The most flexible widget in Flutter is the Container class, which allows for painting, sizing, and positioning other widgets within a Flutter application.

The way the Container widget works is that it wraps the child widget with padding, and then applies constraints to the padded extent by using the width and height as constraints if either is different than null. The container is then surrounded by an additional space described from the margin.

Containers are used to contain other widgets, with the possibility of applying styling properties to the container itself and its children.

Container sizing

Let’s carry on from where we left our code in the previous chapter. We’ll start by removing all the code assigned to the body property of the Scaffold widget and replacing it with a Container widget. The changes are highlighted in bold in the listing that follows.

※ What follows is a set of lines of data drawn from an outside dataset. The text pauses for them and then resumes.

PR #849, opened 2021-01-22
Add TimeStampWithOffset

gareththackeray:
In a global system, it is far better to be explicit about timestamps and include the offset to remove any ambiguity.

Ideally we could switch `TimeStamp` to use `DateTimeOffset` but this would be a breaking change which could have an impact on any message consumers that were expecting an offsetless datetime format.

### DIFF
--- a/src/JustSaying.Models/Message.cs
+++ b/src/JustSaying.Models/Message.cs
@@ -6,14 +6,16 @@ namespace JustSaying.Models
     {
         protected Message()
         {
-            TimeStampWithOffset = DateTimeOffset.Now;
-            TimeStamp = TimeStampWithOffset.UtcDateTime;            
+            TimeStamp = DateTime.UtcNow;            
             Id = Guid.NewGuid();            
         }
 
         public Guid Id { get; set; }
         public DateTime TimeStamp { get; set; }
-        public DateTimeOffset TimeStampWithOffset { get; set; }
+        //NOTE: 
+        //1. this is nullable because it is not present in older versions of JustSaying and we need versions to interop seamlessly
+        //2. we do not set it in the constructor, since it would mean when consuming messages that don't have this property it gets set spuriously
+        public DateTimeOffset? TimeStampWithOffset { get; set; }
         public string RaisingComponent { get; set; }
         public string Version { get; private set; }
         public string SourceIp { get; private set; }
--- a/src/JustSaying.Models/Message.cs
+++ b/src/JustSaying.Models/Message.cs
@@ -7,11 +7,13 @@ namespace JustSaying.Models
         protected Message()
         {
             TimeStamp = DateTime.UtcNow;
-            Id = Guid.NewGuid();
+            TimeStampWithOffset = DateTimeOffset.Now;
+            Id = Guid.NewGuid();            
         }
 
         public Guid Id { get; set; }
         public DateTime TimeStamp { get; set; }
+        public DateTimeOffset TimeStampWithOffset { get; set; }
         public string RaisingComponent { get; set; }
         public string Version { get; private set; }
         public string SourceIp { get; private set; }
--- a/src/JustSaying.Models/Message.cs
+++ b/src/JustSaying.Models/Message.cs
@@ -6,8 +6,8 @@ namespace JustSaying.Models
     {
         protected Message()
         {
-            TimeStamp = DateTime.UtcNow;
             TimeStampWithOffset = DateTimeOffset.Now;
+            TimeStamp = TimeStampWithOffset.UtcDateTime;            
             Id = Guid.NewGuid();            
         }
 
--- a/src/JustSaying/JustSayingBus.cs
+++ b/src/JustSaying/JustSayingBus.cs
@@ -247,6 +247,12 @@ namespace JustSaying
             CancellationToken cancellationToken)
         {
             attemptCount++;
+
+            if (message.TimeStampWithOffset == null)
+            {
+                message.TimeStampWithOffset = DateTimeOffset.Now;
+            }
+
             try
             {
                 using (Monitor.MeasurePublish())
--- a/tests/JustSaying.UnitTests/Messaging/Serialization/Newtonsoft/WhenSerializingAndDeserializing.cs
+++ b/tests/JustSaying.UnitTests/Messaging/Serialization/Newtonsoft/WhenSerializingAndDeserializing.cs
@@ -33,6 +33,7 @@ namespace JustSaying.UnitTests.Messaging.Serialization.Newtonsoft
             _messageOut.EnumVal.ShouldBe(_messageIn.EnumVal);
             _messageOut.RaisingComponent.ShouldBe(_messageIn.RaisingComponent);
             _messageOut.TimeStamp.ShouldBe(_messageIn.TimeStamp);
+            _messageOut.TimeStampWithOffset.ShouldBe(_messageIn.TimeStampWithOffset);
         }
 
         [Fact]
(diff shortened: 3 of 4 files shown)


src/JustSaying.Models/Message.cs
```diff
@@ -7,11 +7,13 @@ public abstract class Message
         protected Message()
         {
             TimeStamp = DateTime.UtcNow;
-            Id = Guid.NewGuid();
+            TimeStampWithOffset = DateTimeOffset.Now;
+            Id = Guid.NewGuid();
```
martincostello, line 11: I think it would be better to put this into a local, and then reference from there. Otherwise you have the possibility of having, albeit slight in magnitude, probably just a few ticks, differences in the value of the time in the two properties.

Something like:

```csharp
var now  = DateTimeOffset.Now;
TimeStampWithOffset = now;
TimeStamp = now.UtcDateTime;
```

gkinsman: Should we perhaps call this something like UtcTimeStamp? Or TimeStampUtc?

That it has an offset is a .net implementation detail - the key bit is as you say, we are explicitly declaring it a UTC timestamp.

gkinsman: Also, do we want to use DateTimeOffset.UtcNow? Or is this expected to be the servers Timex even if that's not in UTC?

gareththackeray: > Should we perhaps call this something like UtcTimeStamp? Or TimeStampUtc?
> 
> That it has an offset is a .net implementation detail - the key bit is as you say, we are explicitly declaring it a UTC timestamp.

Hmm I don't know - I think having an offset could be useful sometimes.  It gives you some extra informaion (what was the offset where this message was sent) without any loss.
We also can't guarantee it won't be overridden with a different offset.

Note that as currently written, it won't (necessarily) be "UTC" (i.e. offset 0)

martincostello: Renaming it from `TimeStamp` would be a breaking change.

I would agree that I'd prefer to just use UTC for both, rather than introduce two different ones that make assumptions about the time zone of the executing machine (which in prod for us will be UTC anyway).

I didn't bring that up initially though as I assumed there was offline conversation between Luke, Stu and Gareth that resulted in this PR using local times in the first place.

gareththackeray: Oh I see @gkinsman was referring to the existing timestamp.

The decision to use local was mine since, as I say it contains strictly more information.  Didn't discuss with Luke or Stu.

gkinsman: Apologies if I wasn't clear - I was referring to the new field. If it's going to be a `DateTimeOffset.UtcNow`, then we may as well be clear in the naming that it's a UTC DateTimeOffset?

martincostello: If I had to choose I'd just have it as the UTC offset (so `+00:00`). It's still more informative and it's more-or-less explicit, it just lacks a non-zero offset value, which for for non-UI isn't really a problem IMHO.

As "+01:00" in the UK in the summer is just an inference of UK local time to us, it could equally be the time in the Canary Islands. Without specifying the time zone's _name_ you can't be 100% sure of what the offset is specifically referring to anyway.

slang25:
First thoughts from me; we need to be really careful about adding non-nullable property to the `Message` base class as it will likely fair deserialization from older producers. It must be able to handle the case where the property is missing in JSON.

src/JustSaying.Models/Message.cs
gareththackeray: > If I had to choose I'd just have it as the UTC offset (so `+00:00`). It's still more informative and it's more-or-less explicit, it just lacks a non-zero offset value, which for for non-UI isn't really a problem IMHO.
> 
> As "+01:00" in the UK in the summer is just an inference of UK local time to us, it could equally be the time in the Canary Islands. Without specifying the time zone's _name_ you can't be 100% sure of what the offset is specifically referring to anyway.

Not sure I agree Martin.  The point is it could tells you what time it was for a relevant party at the time the performed the action, which is extra info.  I don't think the name of the timezone is important.

This is moot for us since as you say it will always be UTC and I'm happy to go either way, but local is my preference.  @stuart-lang any thoughts?

gareththackeray:
> First thoughts from me; we need to be really careful about adding non-nullable property to the `Message` base class as it might fail deserialization from older producers. It must be able to handle the case where the property is missing in JSON.

That's a good point.  And aside from the ability to deserialise, you have the scenario the sender doesn't have it on their schema and it deserialises ok but goes to its default value, with bugs on the consumer side ensuing.

I'll change it to nullable.

src/JustSaying.Models/Message.cs
gkinsman: I think we need to be a bit careful about adding fields to this base class, and only do so when we have a really good reason, and scenarios that make it really worthwhile.

To add some more data, let's consider Australia's timezones. Our servers are located in `ap-southeast-2`, which is in Sydney. Australia has three timezones, some of which apply DST, and others that do not, at different times of the year. Given that Menulog is available all over Australia, the local timezone that an order is placed in could be quite different to the timezone that the server that handled that request is in. In this case, using this new field for anything would be quite risky, as the local time could be either ahead or behind the server time - we would need to account for it in any usages of the field.

In the above scenario, if we did actually want to capture the local time where the order was placed, I think it would make more sense to be explicit and to use a `LocalOrderPlacedAt` DateTimeOffset field on whichever messages that fulfill that flow, which would be populated from an incoming request. 

I'm not flat out suggesting we don't do this, just that I think we need some solid scenarios and use cases to support its addition.

gareththackeray: The key reason for this field isn't to capture something about timezone, it's to ensure we have an unambiguous timestamp available on the message.  For JE it is really moot whether we use `Now` or `UtcNow` because the servers are set to UTC anyway.

src/JustSaying.Models/Message.cs
```diff
@@ -6,12 +6,14 @@ public abstract class Message
     {
         protected Message()
         {
-            TimeStamp = DateTime.UtcNow;
-            Id = Guid.NewGuid();
+            TimeStampWithOffset = DateTimeOffset.Now;
```
gareththackeray, line 9: There's a problem here.  If this is used as a base class on the receiving end and the publisher was using a version that didn't have the property, the ctor is going to set the value to Now and leave it like that.

I guess the publisher should set it if its null.  And for those features that don't use the JS publisher, their local publishers will just need to do likewise.

src/JustSaying.Models/Message.cs
martincostello: The offset is only useful for caring about that specific message at that point in time. You can't use the offset to infer future things from it, as the offset may change during the life of the order, which again makes me wonder how useful it is to have a non-UTC value.

The only truly unambiguous way to represent the time zone is to use its name (e.g. `Europe/London` in IANA format).

Sure you can say for a specific event that it happened at a wall-clock time of 09:52 to the user, but you can't rely on the offset to compute other timestamps relative to it (e.g. what is the wall-clock time an hour later), which is what makes me think you might as well just encode it as `+00:00` to make it clear it's UTC.

gareththackeray: It potentially makes things easier like "find all the events that happened between 9 and 5 local time".  I have a very weak opinion on this though.  If the consensus is for UTC I'll do that.  And it's 2 on 1 so far. 

Be good to get your thougts on my [comment below](https://github.com/justeat/JustSaying/pull/849#discussion_r562702600) as well.

src/JustSaying.Models/Message.cs
gkinsman: Perhaps we could leave it null in the constructor, and populate it in the library before we send it? That way we keep the init out of the Models lib, and provides a possible extension point for what you were thinking of with other users possibly using a different 'base' TZ.

src/JustSaying/JustSayingBus.cs
```diff
@@ -247,6 +247,12 @@ private IMessagePublisher GetPublisherForMessage(Message message)
             CancellationToken cancellationToken)
         {
             attemptCount++;
+
+            if (message.TimeStampWithOffset == null)
```
gkinsman, line 251: I wonder if we should move the set of the existing TimeStamp property here as well, so that both are populated at the same time. Given the models package is being versioned as well, we can make that change safely.

gareththackeray:
It turns out that, by default, `DateTime`s created using `DateTime.UtcNow` get serialised with a `Z` at the end to signify UTC.  So although a `DateTimeOffset` would be preferable in a couple of ways, there is no actual issue with the current state of affairs.  Closing PR.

Code Listing 3-a: Updated main.dart (Adding a Container)

After the changes are saved to main.dart, Flutter should be able to update the application’s UI automatically. On my machine, it looks as follows.

Figure 3-a: The Updated App UI (Adding a Container)

Although to the naked eye it seems the only modification we’ve made is to change the color of the body property, what we have really done is added a Container widget, which will provide our application with a lot of flexibility for adding and positioning other widgets within the body of the app.

Before this change, we were limited to only using text within the body of the app. This is a subtle but significant improvement to the app. For now, within the Container widget, we’ve set the value of its color property to Colors.lightBlue.

Something you’ve probably noticed is that even if the Container widget is empty (for now), setting the color property fills in the entire space of the Scaffold body.

But what happens when we insert a child widget into the Container widget? Let’s do precisely that by making the following adjustment to our code (highlighted in bold).

Code Listing 3-b: Updated main.dart (Adding a Child to the Container)

What we have done is added a ButtonBar widget as a child of the Container widget. If we save the changes to main.dart, we should see the following.

Figure 3-b: The Updated App UI (Adding a Child to the Container)

Notice that after making this change, the Container widget is as big as the ButtonBar widget. This means that the size of the Container widget is dynamic, and may vary depending on the content of its child property and the widgets that come under it.

So, when using containers, they will size themselves to their child, unless the width or height properties of the Container widget are set. This is why when we added the ButtonBar to the Container widget, it became the same size as the ButtonBar.

On the other hand, containers without children will follow these two rules:

• If the parent widget provides unbounded constraints, the Container widget without children will always try to be as small as possible.
• If the parent widget provides bounded constraints, the Container widget without children will always try to be as big as possible.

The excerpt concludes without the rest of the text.